State-owned T&T Electricity Commission (T&TEC) yesterday accepted the Industrial Court's recommendation of a nine per cent salary increase for more than 2,000 employees. This came two weeks after the court first made the recommendation on April 5. The decision settled negotiations between the company and the Oilfields Workers' Trade Union (OWTU) for 2009-2011. This means the company will have to pay more than $170 million in backpay to employees for that period.
The company will also have to pay an additional $120 million annually as a result of the salary increase.

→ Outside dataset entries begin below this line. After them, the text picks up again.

PR #790, opened 2020-03-12
regrounding exporter ++

BeckySharp:
adds wm_flat ontology in a semi-hack way for now...

@kwalcock is this reverting something in src/main/scala/org/clulab/wm/eidos/groundings/EidosWordToVec.scala ?


kwalcock:
I saw this and will get to it soon.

According to acting general manager of T&TEC Kelvin Ramsook, the increase, which was ordered to be applied at two per cent for 2009, two per cent for 2010 and five per cent for 2011, will be applied to workers' salaries by the end of May. All backpay is expected to be given to workers by August. President general of the OWTU Ancel Roget described the process as a long and difficult road. "This settlement should have been arrived at for quite a while now, and the fact that it came so late in the day is still an injustice to T&TEC workers," said Roget. Roget said he felt the court had performed with a great level of independence, having looked at both the challenges of T&TEC and that of the worker.

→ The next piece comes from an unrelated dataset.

Issue #783, opened 2020-03-09
Adjective grounding needs to be added to the pipeline


kwalcock:
At one time and for various reasons the design had no vars for an EidosMention.  This was recently changed so that the canonicalName and groundings are vars.  I realize now that there is one more dangling piece of data: the adjective groundings.  These are being added optionally just for the jsonld export and they're the reason that in lots of apps there is this strange adjectiveGrounder being constructed in order to do the serialization.  It's quite a distraction.  IMO the adjective grounding should be added to the main pipeline.  If necessary, it could be turned off by default via the options.  This means that the serializer doesn't need to know anything about the grounding.  The deserializer can be made to read it back in if present.  The information is otherwise lost and we've been reconstituting on round trips.  The adjective grounder would become part of the EidosComponents and potentially accessible there for anything that still needs its own.  It would even be guaranteed to be the same one that the reader used.  Ensuring that was previously reason for excessive handling of config variables.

He said in addition to the nine per cent increase and increases in allowances, the settlement allowed weekly-paid workers to benefit from a company savings plan to which both the company and worker contribute. Roget maintained that there was a five per cent wage cap, but the OWTU was able to remove that cap. "As far as we are concerned, there is no cap at all," Roget said. The OWTU also won a nine per cent increase for workers of the Petroleum Company of T&T and the National Petroleum Marketing Company Ltd. Roget said the next step would be to develop and produce proposals for the new rounds of negotiations for T&TEC for the period 2012-2014.